The United States and Britain wish the Libyans good hunting in tracking down the elusive Colonel Qaddafi, but for them the ace of spades, as in the case of Saddam Hussein under analogous circumstances in Iraq, is Abdelbaset Ali Mohmed al-Megrahi.

Al-Megrahi, the mastermind of the Lockerbie bombing in 1988, was released from a Scottish prison two years ago when he supposedly had three months to live as a result of advanced prostate cancer. He has defied a medical prognosis that may have been "doctored". Ironically, the patient is being treated in Libya by a British drug that is still not available to British patients under the National Health Service.

American political leaders from both parties urged the insurgents, soon to become rulers of Libya, to hand over al Megrahi. According to Senator Charles Schumer, such an extradition would "send a strong statement to the world…Two years after an incorrect medical prognosis prompted his release from prison, the Lockerbie bomber is not only alive and well, but seems to have even outlived the Qaddafi regime,” continued the senator.

Republican presidential candidate Mitt Romney called upon the Libyans to arrest and extradite al-Megrahi "so justice can finally be done." Romney and the American Justice Department want to try him in the United States

However, the United States is not the only contestant in the race. British Prime Minister David Cameron wants to see him returned to his jail cell in Scotland and through a spokeswoman expressed his regrets over the continuing anguish, pain and suffering that the release of Megrahi has caused .and his personal view is that he thinks it was wrong that he was released."

For the Americans it could be another bin Laden moment, demonstrating that America will relentlessly pursue people who have killed American citizens. This is one of the few issues that unites the Obama Administration and its opponents.

For the British government, a more complex range of motives is in play. Although one can take David Cameron at his word when he claimed that the release was a travesty of justice, there are undeniable political dividends.

The return of Al-Megrahi to a British cell would represent payback to a person who made the British government into a laughingstock but it would also be a way to get back at the Scotland's leader, Scottish Nationalist Alec Salmond and at Labour who according to reports looked favorably on Al-Megrahi's release in the expectation that it would facilitate British economic interests in Qaddafi's Libya.

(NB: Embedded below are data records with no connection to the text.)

PR #159, opened 2023-02-06
client: use kernel `boot_id` to detect if a system got rebooted

mvo5:
This commit changes the code that detects if a reboot has happend based on the kernel `boot_id`. This is based on the idea from Valentin in PR#143 but slightly simplified as it will not parse the uuid but just tread as an opaque string.

### DIFF
--- a/spread/client.go
+++ b/spread/client.go
@@ -74,7 +74,7 @@ func (c *Client) ResetJob() {
 	c.SetJob("")
 }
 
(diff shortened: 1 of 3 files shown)


niemeyer (approved):
That's nice, thank you. It's also nice that the return of the function is an opaque string, as we can easily change the implementation again in the future if required.

PR #166, opened 2023-04-12
qemu: allow specifying the machine type

IsaacJT:
This allows QEMU machine types to be used other than the default "pc", such as "q35". Valid alternative machine types can be identified with the `qemu-system-x86_64 -M help` command.

This is useful for testing images for embedded systems which may not support the "pc" QEMU machine type, or require features from "q35" or other types.

### DIFF
--- a/spread/project.go
+++ b/spread/project.go
@@ -139,6 +139,10 @@ type System struct {
 
 	Priority OptionalInt
 	Manual   bool
+
+	// Type of machine emulated, only for qemu. Defaults to "pc", which is
+	// the QEMU default for x86_64
+	MachineType string `yaml:"machine-type"`
 }
 
 func (system *System) String() string { return system.Backend + ":" + system.Name }
--- a/spread/qemu.go
+++ b/spread/qemu.go
@@ -121,6 +121,13 @@ func biosPath(biosName string) (string, error) {
 	return "", fmt.Errorf("cannot find bios path for %q", biosName)
 }
 
+func machineType(system *System) string {
+	if system.MachineType == "" {
+		return "pc"
+	}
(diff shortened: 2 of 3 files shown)


spread/project.go
```diff
@@ -139,6 +139,10 @@ type System struct {
 
 	Priority OptionalInt
 	Manual   bool
+
+	// Type of machine emulated, only for qemu. Defaults to "pc", which is
+	// the QEMU default for x86_64
+	MachineType string `yaml:"machine-type"`
```
mvo5, line 145: We try to avoid backend specific options in System, if possible we try to find a generic term that could be reused across various backends. MachineType (or just `Machine`) is actually not bad as it potentially  maps to many different backends, e.g. in linode or google it could map to the machine type like: `e2-standard-2`. Three is an existing `Plan` in project.go that is currently used for this.

Which makes me wonder if could consolidate `plan` and `machine` somehow, I see some optons:
1. add new `machine`  and only use in qemu
2. use `plan` in the qemu backend and map that to machine type
3. add new `machine`  and use it in linode/google instead of `plan` (deprecate `plan`)
4. ... something I forgot?

Each has different tradeoffs so input from @niemeyer on this would be best.

IsaacJT: Thanks @mvo5, modifying the code to use the existing `plan` variable sounds like a good idea to me as it's currently not in use by the `qemu` backend. If you and @niemeyer are happy with that I will adjust the PR

IsaacJT: Implemented here: https://github.com/snapcore/spread/pull/169

I'll keep this PR open in case we want to go in a different direction

PR #167, opened 2023-04-12
qemu: add options to enable virtio device backends

IsaacJT:
In some cases, the virtio backend is needed for the disk. This adds the boolean option "virtio-disk", which specifies if the disk should be attached via the virtio backend when true, or using the default backend when false.

Similarly, in some cases the virtio backend is needed for the network. This also adds the option "virtio-net", which specifies if the network interface should be attached via the virtio backend when true, or using the default e1000 backend when false.

This is useful for testing images with stripped-down kernels which do not provide drivers for the default network and storage backends, and only support virtio.

### DIFF
--- a/spread/project.go
+++ b/spread/project.go
@@ -143,6 +143,10 @@ type System struct {
 	// Specify that the disk should be attached using the "virtio" backend
 	// in QEMU. Only supported by the qemu backend.
 	VirtioDisk bool `default:"false" yaml:"virtio-disk"`
+
+	// Specify that the network interface should be attached using the
+	// "virtio" backend in QEMU. Only supported by the qemu backend.
+	VirtioNet bool `default:"false" yaml:"virtio-net"`
 }
 
 func (system *System) String() string { return system.Backend + ":" + system.Name }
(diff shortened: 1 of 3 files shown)


spread/project.go
```diff
@@ -139,6 +139,14 @@ type System struct {
 
 	Priority OptionalInt
 	Manual   bool
+
+	// Specify that the disk should be attached using the "virtio" backend
+	// in QEMU. Only supported by the qemu backend.
+	VirtioDisk bool `default:"false" yaml:"virtio-disk"`
```
mvo5, line 145: This is fairly specifc to qemu right now, but the `System` struct is used across all backends. So a more generic mechanism sounds more useful, so maybe a string option like: `disk-driver` or `virtual-disk-driver` or similar and then the user could set it to `virtio-disk`  on qemu and on different backends there could be a different value here (same for the network of course).

I also wonder if this could become a map even, so it would be something like:
```
virtual-drivers:
 disk: virtio-disk
 network: virtio-net
```
and depending on the backend it would be interpreted differently.

IsaacJT: Great suggestion. Should this fail on systems that do not implement this, or should they just ignore the options that are specified?

PR #170, opened 2023-06-02
openstack backend

sergiocazzolato:
This is the new openstack backend. Through this backend it is possible to run tests/tasks in openstack infrastructure. 

The documenatation is also added explaning how to setup spread to use it.

For the openstack backend implementation the lib goose was used. This lib provides the clients needed to interact with the different openstack modules (nova. neutron, glance and, keystone).


spread/openstack.go
```diff
@@ -0,0 +1,565 @@
...
+		FlavorId:         flavor.Id,
+		ImageId:          image.Id,
+		AvailabilityZone: availabilityZone.Name,
+		Networks:         []nova.ServerNetworks{{NetworkId: network.Id}},
+		Metadata:         tags,
+		UserData:         []byte(cloudconfig),
+	}
+	server, err := p.computeClient.RunServer(opts)
+	if err != nil {
+		return nil, &FatalError{fmt.Errorf("Could not create instance", err)}
```
corytodd, line 398: Should the format string include a format specifier here?

corytodd:
Awesome, we are able to allocate and discard on our openstack tenant. Do you think it's feasible to support adding security groups automatically? For example, we do not use a default `allow-ssh` policy on our network so in order for these tests to work I had to manually attach the policy after allocation but before the test ran. We have other ports that may need to be open depending on the test so having a way to set these dynamically would be useful for us.

sergiocazzolato:
> Awesome, we are able to allocate and discard on our openstack tenant. Do you think it's feasible to support adding security groups automatically? For example, we do not use a default `allow-ssh` policy on our network so in order for these tests to work I had to manually attach the policy after allocation but before the test ran. We have other ports that may need to be open depending on the test so having a way to set these dynamically would be useful for us.

Thanks for taking a look. I'll add few extra features:
 add extra storage
 specify the network
 specify the security group

spread/openstack.go
sergiocazzolato: not needed, thanks

sergiocazzolato: the FatalError means it is not needed to retry and it is built from an error, I already updated the error in the backend to make sure we retry only when it makes sense

corytodd: Oh okay, I see know thanks for explaining.

corytodd:
Specifying the network and security group work great! This passes our testing, I would support a +1 on getting this merged. Thanks!

spread/openstack.go
```diff
@@ -0,0 +1,631 @@
...
+	}
+	return findErrorTitle(node)
+}
+
+func (p *openstackProvider) findFlavor(flavorName string) (nova.Entity, error) {
+	var flavor nova.Entity
+
+	flavors, err := p.computeClient.ListFlavors()
+	if err != nil {
+		return flavor, fmt.Errorf("failed to retrieve flavors list: %s", errorTitle(err.Error()))
```
mvo5, line 214: (nitpick) this should be `cannot retrieve...` to be consistent with the way errors are reported

spread/openstack.go
```diff
@@ -0,0 +1,631 @@
...
+
+	for _, f := range flavors {
+		if f.Name == flavorName {
+			flavor = f
+			break
+		}
+	}
+
+	if flavor.Id == "" {
+		return flavor, fmt.Errorf("specified flavor not found: %s", flavorName)
```
mvo5, line 225: (nitpick) same as above, for consistency this should be `cannot find flavor %s` (and bunch more in the error handling)

spread/openstack.go
```diff
@@ -0,0 +1,631 @@
...
+// which contain title and details related to the error
+func errorTitle(msg string) string {
+	node, err := html.Parse(strings.NewReader(msg))
+	if err != nil {
+		return ""
+	}
+	return findErrorTitle(node)
+}
+
+func (p *openstackProvider) findFlavor(flavorName string) (nova.Entity, error) {
```
mvo5, line 209: (nitpick) it seems to me that using a pointer to nova.Entity here would be slightly better as you can return `nil` instead of an "empty" nova.Entity. Plus when found just returning the value instead of break and indirect return is probably slightly simpler. 

I.e.:
```go
diff --git a/spread/openstack.go b/spread/openstack.go
index 52c6aaf..417e67a 100644
--- a/spread/openstack.go
+++ b/spread/openstack.go
@@ -206,26 +206,19 @@ func errorTitle(msg string) string {
        return findErrorTitle(node)
 }
 
-func (p *openstackProvider) findFlavor(flavorName string) (nova.Entity, error) {
-       var flavor nova.Entity
-
+func (p *openstackProvider) findFlavor(flavorName string) (*nova.Entity, error) {
        flavors, err := p.computeClient.ListFlavors()
        if err != nil {
-               return flavor, fmt.Errorf("failed to retrieve flavors list: %s", errorTitle(err.Error()))
+               return nil, fmt.Errorf("failed to retrieve flavors list: %s", errorTitle(err.Error()))
        }
 
        for _, f := range flavors {
                if f.Name == flavorName {
-                       flavor = f
-                       break
+                       return &f, nil
                }
        }
 
-       if flavor.Id == "" {
-               return flavor, fmt.Errorf("specified flavor not found: %s", flavorName)
-       }
-
-       return flavor, nil
+       return nil, fmt.Errorf("specified flavor not found: %s", flavorName)
 }
 
 func (p *openstackProvider) findNetwork(name string) (neutron.NetworkV2, error) {
```

spread/openstack.go
```diff
@@ -0,0 +1,631 @@
...
+	}
+
+	if flavor.Id == "" {
+		return flavor, fmt.Errorf("specified flavor not found: %s", flavorName)
+	}
+
+	return flavor, nil
+}
+
+func (p *openstackProvider) findNetwork(name string) (neutron.NetworkV2, error) {
```
mvo5, line 231: (nitpick) same idea about pointer vs value return as above

spread/openstack.go
```diff
@@ -0,0 +1,631 @@
...
+			return title
+		}
+	}
+
+	return ""
+}
+
+// error messages returned by openstack api are html
+// which contain title and details related to the error
+func errorTitle(msg string) string {
```
mvo5, line 201: This is curious, I looked at the API in https://github.com/go-goose/goose/blob/abaee9096e3a/nova/nova.go#L130 and it would be nice too what error type you actually get here from nova. As a quick experiment `fmt.Sprintf("%v %T\n", err, err) ` would be great. I'm puzzled that this is needed.

spread/openstack.go
```diff
@@ -0,0 +1,631 @@
...
+	var sameImage glance.ImageDetail
+	var lastImage glance.ImageDetail
+	var lastCreatedDate time.Time
+
+	images, err := p.imageClient.ListImagesDetail()
+	if err != nil {
+		return sameImage, fmt.Errorf("failed to retrieve images list: %s", errorTitle(err.Error()))
+	}
+
+	for _, i := range images {
```
mvo5, line 259: I wonder if this code should be slightly more elaborate and follow `googleProvider:image` or `linode:tempate()`. linode is simpler and just does a prefix search but afaict all do more than just check for "contains"

spread/openstack.go
```diff
@@ -0,0 +1,631 @@
...
+	}
+
+	if lastImage.Id != "" {
+		return lastImage, nil
+	}
+
+	return sameImage, &FatalError{fmt.Errorf("No matching image found")}
+}
+
+func (p *openstackProvider) findAvailabilityZone() (nova.AvailabilityZone, error) {
```
mvo5, line 290: same comemnt about pointer as above and "failed"->"cannot"

spread/openstack.go
```diff
@@ -0,0 +1,631 @@
...
+	var zone nova.AvailabilityZone
+
+	zones, err := p.computeClient.ListAvailabilityZones()
+	if err != nil {
+		return zone, fmt.Errorf("failed to retrieve availability zones: %s", errorTitle(err.Error()))
+	}
+
+	if len(zones) == 0 {
```
mvo5, line 298: This can be written as:
```go
	if len(zones) == 0 {
		return zone, &FatalError{errors.New("cannot find any availability zones")}
	}
	return zones[0], nil
}
```

spread/openstack.go
```diff
@@ -0,0 +1,631 @@
...
+	"github.com/go-goose/goose/v5/glance"
+	"github.com/go-goose/goose/v5/identity"
+	"github.com/go-goose/goose/v5/neutron"
+	"github.com/go-goose/goose/v5/nova"
+
+	"golang.org/x/crypto/ssh"
+	"golang.org/x/net/context"
+	"golang.org/x/net/html"
+
+	"strconv"
```
mvo5, line 19: (nitpick) this should be part of the first block with the go provided libs.

mvo5 (commented):
Thanks for working on this Sergio! I did a first review and have some suggestion inline. I will also sync with Gustavo to ask how he wants to see this moving forward.

mvo5:
Some feedback I got from Gustavo:
- the names in "systems": "network" and "security-groups" should be looked at again, anything in this should be a generic term/concept that can be potentially reused in all the backends
- the way images are picked should be similar to google (or linode)
I tweaked the other things that came up during the review or that I noticed myself now :)

spread/project.go
```diff
@@ -64,6 +64,10 @@ type Backend struct {
 	Location string
 	Storage  Size
 
+	// Only for Openstack so far
+	Network        string
+	SecurityGroups []string `yaml:"security-groups"`
```
mvo5, line 69: Just as a datapoint, this can be any string, we have seen things like `juju-054c6083-a7ba-4e30-9c51-c2c58c74207d`  or `default`.

spread/project.go
```diff
@@ -64,6 +64,10 @@ type Backend struct {
 	Location string
 	Storage  Size
 
+	// Only for Openstack so far
+	Network        string
```
mvo5, line 68: This can be any string like: `network_production-router1` or `network_misc-some-juju-env`

mvo5 (commented):
I see two broad options for the question of how t deal with network/security-groups:
1. make it an optional and backend specific part of location: `snapd-spread/us-east1-b:some-network:some-security-group,some-security-group2
2. add a new generic "security:" (exact name TBD) tag that has both tags: "security: some-netwrok:some-security-group1,group2"

spread/project.go
mvo5: The feedback from Gustavo here is that this needs to be a slice []string because people may attach machines to multiple networks (in the general case)

spread/project.go
mvo5: The feedback from Gustavo for this one is that the more generic term `groups:` should be used here and that is then applied in openstack to security-groups and in GCE to the equivalent concept (VPC?)

mvo5 (commented):
Gustavo also asked that backends that do not (yet) support the options network/groups should error when they are specified. 

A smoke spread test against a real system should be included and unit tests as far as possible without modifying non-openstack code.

A note of comic relief was also inserted by reports that al-Megrahi had also run afoul of the parole board bureaucracy. The East Renfrewshire Council has been unable to contact al-Megrahi. The terms of the release stipulated that the former prisoner had to make contact and provide monthly medical reports and stay in touch via telephone or video link.

He also was prohibited from leaving Libya without permission from East Renfrewshire officials. Al-Megrahi is therefore on notice to beware: Not only is he being hunted by US Navy SEALs and British SAS forces. but by the East Renfrewshire parole board as well.